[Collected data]
PR #2722, opened 2026-09-21
feat(rag): add HTTP-backed RAGFlow knowledge base

### LINKED ISSUE #2481: feat(rag): support RAGFlow in a new `RAGFlowKnowledgeBase` class rather than VDB

wangtaotaotao95:
## AgentScope Version

2.0.8

## Description

Fixes #2481.

This adds RAGFlow at the knowledge layer, where its managed parsing, chunking, indexing, and retrieval pipeline fits without pretending to be a vector store.

- extract the narrow KnowledgeBaseBase contract consumed by RAGMiddleware (name, description, search), and keep KnowledgeBase as its vector-store implementation
- add RAGFlowKnowledgeBase using the documented asynchronous HTTP API through the existing httpx dependency, preserving Python 3.11+ support
- support text retrieval, native metadata filters, hybrid score metadata, file upload plus parse, document status/listing, chunk pagination, deletion, explicit API errors, and client cleanup
- add an executable example and offline MockTransport coverage for requests, response mapping, failures, and both knowledge implementations through the existing middleware surface

This supersedes inactive #2485 while preserving its author credit: both commits from @ConcaSun were cherry-picked intact, then the implementation was adapted to the maintainer-requested abstraction and the HTTP approach identified in the issue discussion. No persistence schema change or optional dependency is introduced.

## Verification

- uv run --extra service --extra vdb-qdrant --with pytest pytest tests/middleware_rag_test.py tests/rag_ragflow_test.py -q (26 passed)
- uv run --with pre-commit pre-commit run --files src/agentscope/rag/_knowledge.py src/agentscope/rag/_ragflow.py src/agentscope/rag/__init__.py src/agentscope/middleware/_rag.py tests/rag_ragflow_test.py examples/rag/ragflow_knowledge.py examples/rag/README.md pyproject.toml (all passed)
- git diff --check

## Checklist

- [ ] Related documentation has been updated in the separate documentation repository (the in-repo example and README are updated here; a docs-repo follow-up can be opened if maintainers want this API documented there before merge)


src/agentscope/rag/_knowledge.py
```diff
@@ -41,7 +42,38 @@
...
+
+    description: str
+    """Description used by agents to decide when to retrieve."""
+
+    def __init__(self, name: str, description: str) -> None:
+        """Initialize the shared descriptive fields."""
+        self.name = name
+        self.description = description
+
+    @abstractmethod
```
DavdGao, line 59: `delete_document`, `list_documents` and `list_chunks` have exactly the same signatures on both implementations, and the app layer already calls them (`_knowledge_base.py`, `_index_worker.py`). Suggested to declare these three on the base as well, so the two implementations really share one contract. Only ingestion stays backend-specific.

src/agentscope/rag/_ragflow.py
```diff
@@ -0,0 +1,442 @@
...
+                )
+                if key not in best or result.score > best[key].score:
+                    best[key] = result
+        return sorted(
+            best.values(),
+            key=lambda result: result.score,
+            reverse=True,
+        )[:top_k]
+
+    async def insert_document(
```
DavdGao: Same name as `KnowledgeBase.insert_document` but a different meaning (source bytes vs pre-built chunks), and it's not on the base. That will confuse developers switching between the two. Suggested to give it a distinct name, e.g. `upload_document`, to make clear it is RAGFlow's own ingestion entry.

src/agentscope/rag/_ragflow.py
```diff
@@ -0,0 +1,442 @@
...
+        self._config = config
+        self._client = client
+        self._owns_client = client is None
+
+    @property
+    def config(self) -> RAGFlowConfig:
+        """The bound connection and retrieval configuration."""
+        return self._config
+
+    async def __aenter__(self) -> Self:
```
DavdGao: The client lifecycle machinery (`client=` injection, `_owns_client`, `__aenter__`/`__aexit__`) isn't needed. Other classes in the repo just create `httpx.AsyncClient(timeout=...)` in `__init__` (e.g. `_claw_hub.py`, the Feishu channel). Suggested to do the same, keep a single `aclose()`, and drop the rest. Tests can patch `httpx.AsyncClient` to inject a `MockTransport`.

src/agentscope/rag/_ragflow.py
```diff
@@ -0,0 +1,442 @@
...
+                client.  Primarily useful for shared connection pools and
+                offline ``MockTransport`` tests.  Caller-owned clients are not
+                closed by :meth:`aclose`.
+        """
+        super().__init__(name, description)
+        self._config = config
+        self._client = client
+        self._owns_client = client is None
+
+    @property
```
DavdGao, line 66: This exposes the api key as a plain `str`. Suggested to make `api_key` a `SecretStr`, or not expose `config` at all.

src/agentscope/rag/_ragflow.py
```diff
@@ -0,0 +1,442 @@
...
+import httpx
+from pydantic import BaseModel, Field
+
+from ._document import Chunk
+from ._knowledge import KnowledgeBaseBase
+from ._vdb import DocumentSummary, VectorSearchResult
+from ..message import DataBlock, TextBlock
+
+
+class RAGFlowError(RuntimeError):
```
DavdGao: Do callers need to catch this specifically? If not, a plain `RuntimeError` with the message is enough and we don't need a new exported exception class.

src/agentscope/rag/_ragflow.py
```diff
@@ -0,0 +1,442 @@
...
+        """Create the shared asynchronous client on first use."""
+        if self._client is None:
+            self._client = httpx.AsyncClient(timeout=self._config.timeout)
+        return self._client
+
+    def _url(self, path: str) -> str:
+        """Build an absolute RAGFlow API URL."""
+        return f"{self._config.base_url.rstrip('/')}/api/v1/{path.lstrip('/')}"
+
+    async def _request(
```
DavdGao, line 79: There are 13 `isinstance` checks on response shapes and 6 `quote()` calls on hex ids across this file. The API is documented, please trust it: `payload["code"] != 0` -> raise, then index the fields directly.

src/agentscope/rag/_ragflow.py
```diff
@@ -0,0 +1,442 @@
...
+            if not isinstance(query, DataBlock)
+        ]
+        if not query_texts:
+            return []
+
+        responses = await asyncio.gather(
+            *(self._retrieve(text, top_k) for text in query_texts),
+        )
+        best: dict[tuple[str, str], VectorSearchResult] = {}
+        chunk_indexes: dict[tuple[str, str], int] = {}
```
DavdGao: The chunk index assigned by encounter order isn't the chunk's real position, and `total_chunks` is 0 anyway. Suggested to drop `chunk_indexes` / `next_index`, dedupe by chunk id keeping the highest score, and set `chunk_index=0` with a one-line comment that RAGFlow retrieval doesn't expose the position.

src/agentscope/rag/_ragflow.py
```diff
@@ -0,0 +1,442 @@
...
+                    chunk_indexes[key] = next_index[document_id]
+                    next_index[document_id] += 1
+                metadata = {
+                    "ragflow_chunk_id": chunk_id,
+                    **{
+                        field: raw[field]
+                        for field in (
+                            "vector_similarity",
+                            "term_similarity",
+                            "highlight",
```
DavdGao, line 165: `highlight` is only returned when the request sets `highlight: true`, which we never do, so this field never appears. Either pass it or drop it.

src/agentscope/rag/_ragflow.py
```diff
@@ -0,0 +1,442 @@
...
+                        "meta_fields",
+                    )
+                    if field in document
+                },
+            )
+            for document in raw_documents
+            if document.get("id")
+        ]
+
+    async def list_chunks(
```
DavdGao, line 275: The paging loop fetches every chunk up to `offset + limit` in 100-sized pages, and the `page_size = min(100, target)` plus `total` bookkeeping is hard to follow. Since RAGFlow supports `page` / `page_size`, one request with `page=1, page_size=offset + limit` and a slice does the same in 5 lines.

src/agentscope/rag/_ragflow.py
```diff
@@ -0,0 +1,442 @@
+# -*- coding: utf-8 -*-
+"""RAGFlow-backed knowledge base using its asynchronous HTTP API.
```
DavdGao: The 8-line module docstring and the class docstrings repeat the README. One or two lines each is enough.

tests/rag_ragflow_test.py
```diff
@@ -0,0 +1,312 @@
...
+    def setUp(self) -> None:
+        """Initialize the optional client used by each test."""
+        self.client: httpx.AsyncClient | None = None
+
+    async def asyncTearDown(self) -> None:
+        """Close clients created by individual tests."""
+        if self.client is not None:
+            await self.client.aclose()
+
+    def _knowledge(self, handler: Any) -> RAGFlowKnowledgeBase:
```
DavdGao: The assertions are piecemeal (`results[0].score`, `.document_id`, `.chunk.source`, `assertIn(b'filename=...')`, a dict comprehension over selected request keys). Please compare the full structures with `assertListEqual` / `assertDictEqual` against literals: the whole request body, `[r.model_dump() for r in results]`, `[c.model_dump() for c in chunks]`. This `_knowledge` helper and the `assertIsInstance(knowledge, KnowledgeBaseBase)` can go.

examples/rag/README.md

▶ [Task goal]: Write only the number of lines in the entries where the string "asynchronous" occurs.

▶ [Expected answer]: 3